### Extracted material
Issue #270, opened 2018-11-07
appstream-util doesn't compare versions correctly


scx:
It seems that appstream-util doesn't compare versions correctly, which leads to incorrect validation of AppData files.

```
$ appstream-util --version
Version:	0.7.13
```

```
$ appstream-util vercmp "Build 9half" "Build 10"
Build 9half > Build 10
$ appstream-util vercmp "Build 9.5" "Build 10"
Build 9.5 > Build 10
$ appstream-util vercmp "Build 9+" "Build 10"
Build 9+ > Build 10
$ appstream-util vercmp "Build 9a" "Build 10"
Build 9a > Build 10
$ appstream-util vercmp "Build 9" "Build 10"
Build 9 > Build 10
```

```
$ appstream-util vercmp "9half" "10"
9half > 10
$ appstream-util vercmp "9.5" "10"
9.5 > 10
$ appstream-util vercmp "9+" "10"
9+ > 10
$ appstream-util vercmp "9a" "10"
9a > 10
$ appstream-util vercmp "9" "10"
9 < 10
```

As you can see, only the last result is correct.
The problem occurs in both Freedesktop 1.6 and 18.08.

Please compare this with the rpmdev-vercmp on RHEL 7:

```
$ rpm -q --qf "%{VERSION}\n" rpmdevtools
8.3
```

```
$ rpmdev-vercmp "Build 9half" "Build 10"
Build 9half < Build 10
$ rpmdev-vercmp "Build 9.5" "Build 10"
Build 9.5 < Build 10
$ rpmdev-vercmp "Build 9+" "Build 10"
Build 9+ < Build 10
$ rpmdev-vercmp "Build 9a" "Build 10"
Build 9a < Build 10
$ rpmdev-vercmp "Build 9" "Build 10"
Build 9 < Build 10
```

```
$ rpmdev-vercmp "9half" "10"
9half < 10
$ rpmdev-vercmp "9.5" "10"
9.5 < 10
$ rpmdev-vercmp "9+" "10"
9+ < 10
$ rpmdev-vercmp "9a" "10"
9a < 10
$ rpmdev-vercmp "9" "10"
9 < 10
```

See also: https://github.com/widelands/widelands/blob/600993f5051752cf7af2a9d572da0ffbb01d8089/debian/widelands.appdata.xml#L265-L284

hughsie:
[...]

PR #279, opened 2019-01-05
Use rpmvercmp instead of internal vercmp when built with rpm support

kalev:
This should help make sure that the version comparison algorithm matches exactly with Fedora's when built on Fedora and supports caret, tilde, and plus characters that all have special semantics in Fedora packages.

https://github.com/hughsie/appstream-glib/issues/270

### DIFF
--- a/libappstream-glib/as-utils.c
+++ b/libappstream-glib/as-utils.c
@@ -40,6 +40,10 @@
 #include <stdlib.h>
 #include <uuid.h>
 
+#ifdef HAVE_RPM
+#include <rpm/rpmlib.h>
+#endif
+
 #include "as-app-private.h"
 #include "as-enums.h"
 #include "as-node.h"
@@ -1465,7 +1469,11 @@ as_utils_vercmp_full (const gchar *version_a,
 		g_autofree gchar *str_b = as_utils_version_parse (version_b);
 		return as_utils_vercmp_internal (str_a, str_b);
 	} else {
+#ifdef HAVE_RPM
+		return rpmvercmp (version_a, version_b);
+#else
 		return as_utils_vercmp_internal (version_a, version_b);
+#endif
 	}
 }
 
--- a/libappstream-glib/as-utils.c
+++ b/libappstream-glib/as-utils.c
@@ -1387,45 +1387,17 @@ as_utils_vercmp_chunk (const gchar *str1, const gchar *str2)
 	return as_utils_vercmp_char (str1[i], str2[i]);
 }
 
-/**
- * as_utils_vercmp_full:
- * @version_a: the release version, e.g. 1.2.3
- * @version_b: the release version, e.g. 1.2.3.1
- * @flags: some #AsVersionCompareFlag
- *
- * Compares version numbers for sorting.
- *
- * Returns: -1 if a < b, +1 if a > b, 0 if they are equal, and %G_MAXINT on error
- *
- * Since: 0.7.15
- */
-gint
-as_utils_vercmp_full (const gchar *version_a,
-		      const gchar *version_b,
-		      AsVersionCompareFlag flags)
+static gint
+as_utils_vercmp_internal (const gchar *version_a,
+                          const gchar *version_b)
 {
 	guint longest_split;
 	g_auto(GStrv) split_a = NULL;
 	g_auto(GStrv) split_b = NULL;
 
-	/* sanity check */
-	if (version_a == NULL || version_b == NULL)
-		return G_MAXINT;
+	split_a = g_strsplit (version_a, ".", -1);
+	split_b = g_strsplit (version_b, ".", -1);
 
-	/* optimisation */
-	if (g_strcmp0 (version_a, version_b) == 0)
-		return 0;
-
-	/* split into sections, and try to parse */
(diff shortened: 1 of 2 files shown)


ignatenkobrain:
Actually + doesn't have any special meaning, it's same as .

ximion:
Ultimately Richard's choice, but I would be concerned by a compile-flag changing the behavior of version comparison on some distributions, but not others in case the algorithm is ever adjusted in either RPM or appstream-glib.
By just always using the internal algorithm instead of the RPM one, at least the behavior would be consistent everywhere. AppStream is designed to be cross-distro, so (potentially) having a version comparison throw out a different result depending on where appstream-glib was built feels wrong.
(It would be neat to have the one version comparison that rules them all, but writing it is very hard (there are so many corner cases to take care of...))

hughsie:
I'm a little hesitant to depend on rpm, but I'm more concerned about rpmvercmp() and the internal vercmp() differing in results. Would we accept a patch to use the dpkg vercmp routine instead? Maybe it would be best to use rpmvercmp, and then fall back to an internal version of the rpmvercmp code.

kalev:
Just to make it clear, I'm not pushing much for this solution, just want to get something that works for Fedora packages. Copying the librpm implementation would be fine with me as well. When we chatted about this last year, @hughsie thought that maybe it would make sense to link to librpm instead so that's why the patch here.

So the constraints we have. On one hand, on the distro side we have:

 1) appstream data composed from packages, so we need to match the version comparison algorithm from packages;

and on the upstream side:

 2) appdata files written by upstream and we need to make sure the versions in <release> tags compare the same way in all distros.

These are somewhat conflicting goals, sadly. I don't have any good ideas how to solve both.

I think in practice the rpm and dpkg algorithms are fairly similar and if any upstream goes outside of the subset that's supported by both they are slightly crazy :)

Maybe the best way to solve this situation here is to make sure we have good test coverage and keep the appstream-glib and appstream tests in sync, so that the algorithms are known to be compatible? And make sure that the same tests pass with both rpmvercmp and with the internal vercmp implementation.

Also, I think if we go with the patch here, we are still going to have to improve the internal vercmp implementation along the lines suggested in https://github.com/hughsie/appstream-glib/issues/270 -- we can't leave the appstream-builder that runs in flatpak (and doesn't link with librpm) out in the cold.

ignatenkobrain:
Why can't we use semver,?

ximion:
@smcv 
> This is always a good idea, IMO. If there are indeed corner cases where RPM and dpkg differ, comments in the test data would be a great place to highlight these.

Jup, having comprehensive tests would be awesome. The AppStream testsuite has a few, but a lot more would be needed. I expect the differences to only affect few corner cases though.
The only reason why I used the RPM vercmp algorithm in AppStream (libappstream) to begin with was to have some generic way to compare versions. I originally wanted to use the dpkg algorithm, but the RPM one was more readable and compact. The only reason why I documented this was so people know about it if they wonder how versions are compared in the implementation, and *not* as a spec recommendation.

@ignatenkobrain Strict semver just doesn't work in the real world. I'd bet that only about 50% of version numbers in the Debian archive would fit that scheme, maybe even less.

@kalev My original intent was to not actually have AppStream compare version numbers provided by the package manager. For that purpose, a software management frontend should just call into PackageKit, which *for sure* will do the exact version comparison the package manager uses.
What the version comparison was intended for is things like Flatpaks and firmware.
I see a need to compare those version numbers to package version numbers, but for that I am actually planning a dedicated comparison function which handles epochs correctly depending on the source of a component (e.g. when comparing a Flatpak component to a package component, the epoch of the version number from the latter would be dropped. Otherwise, the package would always win). I didn't get around to implementing that yet though (features like this, I learned, need more thought before just throwing them in).

smcv:
> Why can't we use semver,?

semver is a very simplified versioning scheme. If upstreams want to use it then they're welcome to (any reasonable version comparison scheme should sort semver versions correctly), and it's infinitely better than having no formalized version numbering at all, but it's unsuitable for many upstreams' release processes.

### Aim of the exercise
Return the lines of the records that include the string "flags".

### Output for this exercise
- * @flags: some #AsVersionCompareFlag
-		      AsVersionCompareFlag flags)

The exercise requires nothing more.